LITERARY LOCATION: Jericho Beach, 3941 Point Grey Road, Vancouver

Originally the site of a First Nations village called Ee'yullmough, the beach area became known as Jerry's Cove due the logging operations of Jeremiah Rogers, giving rise to the current name Jericho. Later the site of Vancouver's first golf course, it was overtaken by the National Department of Defence in 1919 for a seaplane base and ultimately ceded to the Vancouver Park Board in the early 1970s.

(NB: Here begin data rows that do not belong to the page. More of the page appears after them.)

PR #75, opened 2021-07-20
Unit tests

balbirthomas:
Added unit tests for recent enhancements to Prometheus charm library and fixes a couple of bugs with those enhancements.

### DIFF
--- a/run_tests
+++ b/run_tests
@@ -5,7 +5,7 @@
 USAGE="usage: $0
        -h    show help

"I spend a lot of time walking in Jericho Park," says Kitsilano resident Miranda Pearson, "and love it there. Ever since I have lived in Vancouver, since 1991, that has been a special place for me, especially the field to the rear of the park where wild lupins and sweetpeas grow. I believe the park used to be a golf course a hundred or so years ago, and this place was where the club house was, hence all the domestic flowers. I identify with that, the combination of wild and domestic, and the idea of the past growing through the present."

POEM:

Off Jericho

-we swam,

bobbing seal heads in the sea,

daring to push out farther till

we were black seal-heads to the lifeguards,

their raised binoculars.

Our children, engrossed in the

swarming particulars of seashore, lifted

bright armfuls of spinach-y seaweed,

watched by reluctant friends who

hadn't realized we would be gone that long

but so far we swam, the beach

kneeled into the drifting body of sea,

it rose up to be a pewter shelf.

We delayed there. Trod water.

This was the best time: the mountains

across the bay sat grand in their

crumpled ball gowns and we beneath

as if children, our twin heads, pearly legs

kicking past old fears of biting fish,

red tide, pollution. Out

where the freighters graze,

remembering China.

[from Prime(Beach Holme Books 2001)

ENTRY:

Miranda Pearson was born in Westerham Kent, England. She attended art school in London, and studied at the University of Brighton. She moved to Canada in 1991 to work as a psychiatric nurse. She received an M.F.A. in Creative Writing from the University of British Columbia, where she was poetry editor for Prism International. Pearson has taught Creative Writing at the University of British Columbia and at Simon Fraser University. She was the poetry mentor at the SFU Writers Studio 2007-11, and has taught various Continuing Studies courses at SFU. Pearson lives in Vancouver where she has worked for Vancouver Coastal Health since 1991, specializing in Eating Disorders. She also provides private manuscript consultation and editorial input for poetry in progress.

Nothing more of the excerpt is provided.